Patience in counter insurgency operations is another key reason for the success of counter insurgency warfare. It is clear that a counter insurgency needs a long time to adapt to the surrounding environment and the local population, also understanding insurgent ideas and carefully studying the rebel tactics.
Adaptability is vital, as military forces have to understand the enemy well and make the surrounding environment for their benefit where adapting to the environment is in their favour, and so increases the success of achieving their goals in counter insurgency operations. Understanding the enemy plays a major role in counter insurgency operations where it is easy for the military forces to fight the rebels even in difficult circumstances.
Propaganda or winning the hearts and minds of the population lays the backbone for a successful counter insurgency operation. Propaganda spreads rapidly in the region and must be keen to spread positive thinking in a peaceful manner in order to win the hearts and minds of the people.

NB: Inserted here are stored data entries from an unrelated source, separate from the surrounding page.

PR #1576, opened 2020-11-25
Pytest tests for helpers.py

bazzadp:
Makes progress on #1229 

Moves pytest coverage of [helpers.py](https://github.com/HTTPArchive/almanac.httparchive.org/blob/main/src/server/helpers.py) from 31% to 100% and overall pytest coverage from 67% to 87%

Mostly the code itself is untouched, but did identify a couple of edge cases that weren't handled the best. Fixed one in #1575 as could cause issues in prod if new language added, but rest are edge cases I left for this PR.

```
Name                            Stmts   Miss  Cover   Missing
-------------------------------------------------------------
server/__init__.py                 39     12    69%   19-21, 37-45
server/config.py                   75      3    96%   103-106
server/csp.py                       1      0   100%
server/errors.py                   23      8    65%   11, 16-17, 22, 27-28, 33-34
server/feature_policy.py            1      0   100%
server/helpers.py                 126      0   100%
server/language.py                 33      1    97%   10
server/routes.py                   72     30    58%   12, 18, 24-26, 32, 38-42, 48, 58-61, 78-82, 90-92, 98, 103, 109-112, 118
server/tests/__init__.py            0      0   100%
server/tests/helpers_test.py      182      0   100%
server/tests/validate_test.py      52      0   100%
server/validate.py                 79     33    58%   25-53, 59-72, 81-82, 104, 108-109
-------------------------------------------------------------
TOTAL                             683     87    87%
```

@SaptakS since you reviewed my last Python change could you have a look over this?
And would gladly take any other feedback from anyone else with Python experience.

### DIFF
--- a/src/server/helpers.py
+++ b/src/server/helpers.py
@@ -108,7 +108,7 @@ def get_chapter_nextprev(config, chapter_slug):
         if found and next_chapter:
             break
 
-    if found is False:
+    if not found:
         return None
 
     return prev_chapter, next_chapter
--- a/src/server/helpers.py
+++ b/src/server/helpers.py
@@ -71,12 +71,9 @@ def render_error_template(error, status_code):
     if lang not in supported_langs:
         lang = DEFAULT_LANGUAGE.lang_code
 
-    if not (os.path.isfile(TEMPLATES_DIR + '/%s/%s/error.html' % (lang, year))):
-        if os.path.isfile(TEMPLATES_DIR + '/%s/%s/error.html' % (lang, DEFAULT_YEAR)):
-            year = DEFAULT_YEAR
-        elif os.path.isfile(TEMPLATES_DIR + '/%s/%s/error.html' % (DEFAULT_LANGUAGE.lang_code, DEFAULT_YEAR)):
+    if not (os.path.isfile(TEMPLATES_DIR + '/%s/error.html' % (lang))):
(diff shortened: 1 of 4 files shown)


src/server/helpers.py
```diff
@@ -108,6 +108,9 @@ def get_chapter_nextprev(config, chapter_slug):
         if found and next_chapter:
             break
 
+    if found is False:
```
ibnesayeed, line 111: Alternatively:

```suggestion
    if not found:
```

bazzadp: Good idea. Thanks.

bazzadp:
@ibnesayeed addressed your comment. Any reason not to merge this if you've had a look through it?

ibnesayeed (approved):
LGTM!

As a future task, I think there are opportunities to use `@pytest.mark.parametrize()` decorator in many places where tests have a lot of similarities with slight differences. This will make tests DRY and more readable while allowing us to test more with less code.

bazzadp:
> LGTM!
> 
> As a future task, I think there are opportunities to use `@pytest.mark.parametrize()` decorator in many places where tests have a lot of similarities with slight differences. This will make tests DRY and more readable while allowing us to test more with less code.

Thanks for approving! Yeah there's definitely scope for `@pytest.mark.parametrize()`, though I do find it a bit less readable personally so need to strike the balance.

But do think this PR (and the coverage we added in previous one) gives us good basis for finish out the pytests and getting 100% coverage.

PR #1577, opened 2020-11-25
CSS 2020 queries

LeaVerou:
Progress on #898


sql/2020/01_CSS/all_functions.sql
```diff
@@ -0,0 +1,54 @@
...
+'''
+OPTIONS (library="gs://httparchive/lib/css-utils.js");
+
+SELECT
+  *
+FROM (
+  SELECT
+    client,
+    prop,
+    COUNT(DISTINCT page) AS pages,
```
rviscomi, line 39: Are you interested in this as % of pages as well, or is the absolute number useful enough for context? Not super important to calculate in the query as opposed to the sheet though.

LeaVerou: I've been adding computed columns to the sheets with the total # of pages and pct_pages. Doing it in the query would be preferable, if it doesn't increase complexity too much.

LeaVerou:
I also just added a query for all Blink features. Quite enlightening results! I wonder if it would be best to use those numbers instead of the Rework ones for the metrics that could be served by those.

sql/2020/01_CSS/vendor_prefix_summary.sql
```diff
@@ -0,0 +1,113 @@
...
+
+				for (let pseudo of pseudos) {
+					let type = "pseudo_" + (pseudo.indexOf("::") === 0? "elements" : "classes");
+					incrementByKey(ret[type], pseudo);
+					ret.total[type]++;
+				}
+			}
+
+			if (rule.declarations) {
+				walkDeclarations(rule, ({property, value}) => {
```
rviscomi, line 30: The `// -prefix-function()` section is causing this query to timeout. I think a value check might prevent that. The query takes a very long time to run and I'm logging off for the night but wanted to give that suggestion for you to see in the morning.
```suggestion
				walkDeclarations(rule, ({property, value}) => {
				if (value.length > 1000) {
					return;
				}
```

rviscomi (changes requested):

sql/2020/01_CSS/vendor_prefix_summary.sql
LeaVerou: Still no results. Also note that this is happening with the `parsed_css_1k` table, so I think it may actually be returning no results due to a bug with the logic.

sql/2020/01_CSS/all_features.sql
```diff
@@ -0,0 +1,29 @@
...
+  SUM(feature_freq) * 100 / total as pct_pages
+FROM (
+  SELECT
+    client,
+    feature,
+    COUNT(DISTINCT url) AS feature_freq
+  FROM
+    `httparchive.blink_features.features`
+  WHERE
+    yyyymmdd = '20200801'
```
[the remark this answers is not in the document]
LeaVerou: I respectfully disagree. It's not that big a table (4000 rows, slightly less if we exclude unnamed features), and it also helps us cross-check other stats to find anomalies. E.g. I'm still unsure why popular properties like `color` have higher usage via Blink features compared to the AST queries. It also helps easily measure some stats we may not have planned to query (e.g. `display: contents`), and frankly, is interesting in its own right.

sql/2020/01_CSS/vendor_prefix_summary.sql
rviscomi: Confirmed that the suggested change produces results:


client | prop | pages | freq | total | pct
-- | -- | -- | -- | -- | --
desktop | total | 5036308 | 2934010328 | 5868020656 | 0.5
mobile | total | 5779675 | 3899424875 | 7798849750 | 0.5
mobile | properties | 5760913 | 3265650025 | 7798849750 | 0.4187348301
desktop | properties | 5015245 | 2453285776 | 5868020656 | 0.4180772223
mobile | keywords | 4884489 | 264043378 | 7798849750 | 0.03385670791
desktop | keywords | 4116709 | 184325267 | 5868020656 | 0.03141182995
desktop | functions | 3540529 | 141897399 | 5868020656 | 0.02418147572
mobile | functions | 4155633 | 172619077 | 7798849750 | 0.02213391494
desktop | pseudo_elements | 4228723 | 97160938 | 5868020656 | 0.01655770211
mobile | pseudo_elements | 4860030 | 127033773 | 7798849750 | 0.01628878323
desktop | pseudo_classes | 3385086 | 37292161 | 5868020656 | 0.006355151624
mobile | pseudo_classes | 3843642 | 44044055 | 7798849750 | 0.005647506544
desktop | media | 2569576 | 20048787 | 5868020656 | 0.003416618341
mobile | media | 3316548 | 26034567 | 7798849750 | 0.003338257286

sql/2020/01_CSS/vendor_prefix_summary.sql
```diff
@@ -0,0 +1,113 @@
...
+
+SELECT
+  *
+FROM (
+  SELECT
+    client,
+    prop,
+    COUNT(DISTINCT page) AS pages,
+    COUNT(0) AS freq,
+    SUM(COUNT(0)) OVER (PARTITION BY client) AS total,
```
rviscomi, line 103: This double-counts the `total` "property". See https://github.com/HTTPArchive/almanac.httparchive.org/pull/1577/files/4c28d6db9fb721f397f1600ea9a359f9b83e43c3#diff-c1fb1712782c56177cb3b4af70616e7bdce3ea485c02d97fb889301bc4d2413eR47 for an example of how to omit it from the sum of frequencies.

rviscomi (changes requested):

sql/2020/01_CSS/all_features.sql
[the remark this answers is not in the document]
rviscomi: Fine. Can you at least query the summary table?

```sql
SELECT
  client,
  feature,
  num_urls AS freq,
  total_urls AS total,
  pct_urls AS pct_pages
FROM
  `httparchive.blink_features.usage`
WHERE
  yyyymmdd = '20200801'
ORDER BY
  pct_pages DESC
```

sql/2020/01_CSS/vendor_prefix_summary.sql
rviscomi: Here's the full query that I ran to get those results:

```sql
#standardSQL
CREATE TEMPORARY FUNCTION getPrefixStats(css STRING) RETURNS ARRAY<STRING> LANGUAGE js AS '''
try {
  function compute() {
    let ret = {
      total: {},
      pseudo_classes: {},
      pseudo_elements: {},
      properties: {},
      functions: {},
      keywords: {},
      media: {}
    };

    ret.total = Object.fromEntries(Object.keys(ret).map(k => [k, 0]));

    walkRules(ast, rule => {
      // Prefixed pseudos
      if (rule.selectors) {
        let pseudos = rule.selectors.flatMap(r => r.match(/::?-[a-z]+-[\\w-]+/g) || []);

        for (let pseudo of pseudos) {
          let type = "pseudo_" + (pseudo.indexOf("::") === 0? "elements" : "classes");
          incrementByKey(ret[type], pseudo);
          ret.total[type]++;
        }
      }

      if (rule.declarations) {
        walkDeclarations(rule, ({property, value}) => {
          if (value.length > 1000) {
            return;
          }

          // Prefixed properties
          if (/^-[a-z]+-.+/.test(property)) {
            incrementByKey(ret.properties, property);
            ret.total.properties++;
          }

          // -prefix-function()
          for (let call of extractFunctionCalls(value, {names: /^-[a-z]+-.+/})) {
            incrementByKey(ret.functions, call.name);
            ret.total.functions++;
          }

          // Prefixed keywords
          if (!matches(property, /(^|-)(transition(-property)?|animation(-name)?)$/)) {
            for (let k of value.matchAll(/(?<![-a-z])-[a-z]+-[a-z-]+(?=$|\\s|,|\\/)/g)) {
              incrementByKey(ret.keywords, k);
              ret.total.keywords++;
            }
          }
        });
      }

      // Prefixed media features
      if (rule.media) {
        let features = rule.media
                  .replace(/\\s+/g, "")
                  .match(/\\(-[a-z]+-[\\w-]+(?=[:\\)])/g);

        if (features) {
          features = features.map(s => s.slice(1));

          for (let feature of features) {
            incrementByKey(ret.media, feature);
            ret.total.media++;
          }
        }
      }
    });

    ret.total.total = sumObject(ret.total);

    for (let type in ret) {
      ret[type] = sortObject(ret[type]);
    }

    return ret;
  }


  let ast = JSON.parse(css);
  let stats = compute(ast).total;
  return Object.entries(stats).flatMap(([prop, freq]) => {
    return Array(freq).fill(prop);
  });
}
catch (e) {
  return [];
}
'''
OPTIONS (library="gs://httparchive/lib/css-utils.js");

SELECT
  *
FROM (
  SELECT
    client,
    prop,
    COUNT(DISTINCT page) AS pages,
    COUNT(0) AS freq,
  FROM
    UNNEST(getPrefixStats(css)) AS prop
  WHERE
    date = '2020-08-01'
  GROUP BY
    client,
    prop)
WHERE
  pages >= 1000
ORDER BY
  pct DESC
```

sql/2020/01_CSS/vendor_prefix_summary.sql
LeaVerou: Why not just divide by 2?

rviscomi: It may not be clear to someone reading these queries, but omitting the magic total property from the total calculation would help to explain the intention.

LeaVerou:
@rviscomi I just pushed repetition.sql, could you take a look before I run it on `parsed_css`? It seems to return reasonable results on parsed_css_1k

sql/2020/01_CSS/all_features.sql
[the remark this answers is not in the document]
rviscomi: Ping

sql/2020/01_CSS/vendor_prefix_summary.sql
rviscomi: Could you update the PR with the working query?

rviscomi (changes requested):
`repetition.sql` LGTM, nice work

Just a couple of outstanding comments, then this is good to go

sql/2020/01_CSS/all_features.sql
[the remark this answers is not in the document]
LeaVerou: Oh nice! Done. Should I re-run the query?

LeaVerou:
Done!

sql/2020/01_CSS/all_features.sql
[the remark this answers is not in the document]
rviscomi: The results should be identical, so no need to rerun. This is mostly just to make the query less expensive/complex for anyone else who wanted to run it.

sql/2020/01_CSS/vendor_prefix_summary.sql
rviscomi: PTAL this is the last blocker

sql/2020/01_CSS/vendor_prefix_summary.sql
```diff
@@ -0,0 +1,117 @@
...
+    COUNT(0) / SUM(COUNT(0)) OVER (PARTITION BY client) AS pct
```
rviscomi, line 105:
```suggestion
    SUM(COUNT(IF(prop = 'total', NULL, 0))) OVER (PARTITION BY client) AS total,
    COUNT(IF(prop = 'total', NULL, 0)) / SUM(COUNT(IF(prop = 'total', NULL, 0))) OVER (PARTITION BY client) AS pct
```

rviscomi (changes requested):

rviscomi (approved):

It is important to recognize that the decision to intervene in Afghanistan and Iraq, although both counter insurgency campaigns, are strategically differently implemented and considered. Thus, the use of these examples as a study of counter insurgency is useful to acknowledge that no two counter insurgency campaigns are the same.
Counter insurgency differs from other civilian and military operations, both in methods used and in terms of purpose. The actual goal of counter insurgency is to build public support for a government that suppresses insurgent movements. It is clear that counter insurgency is a response to a specific set of insurgent threats and requires an in-depth assessment of threats based on a solid understanding of the relevant social, cultural, economic, political and security conditions, as well as detailed knowledge of the insurgents like their motives, objectives, organization and methods.
Success in counter insurgency is complex but using the right tactics and taking the knowledge and experiences of previous counter insurgency operations such as winning people hearts and other factors may facilitate the success of counter insurgency operations in the future.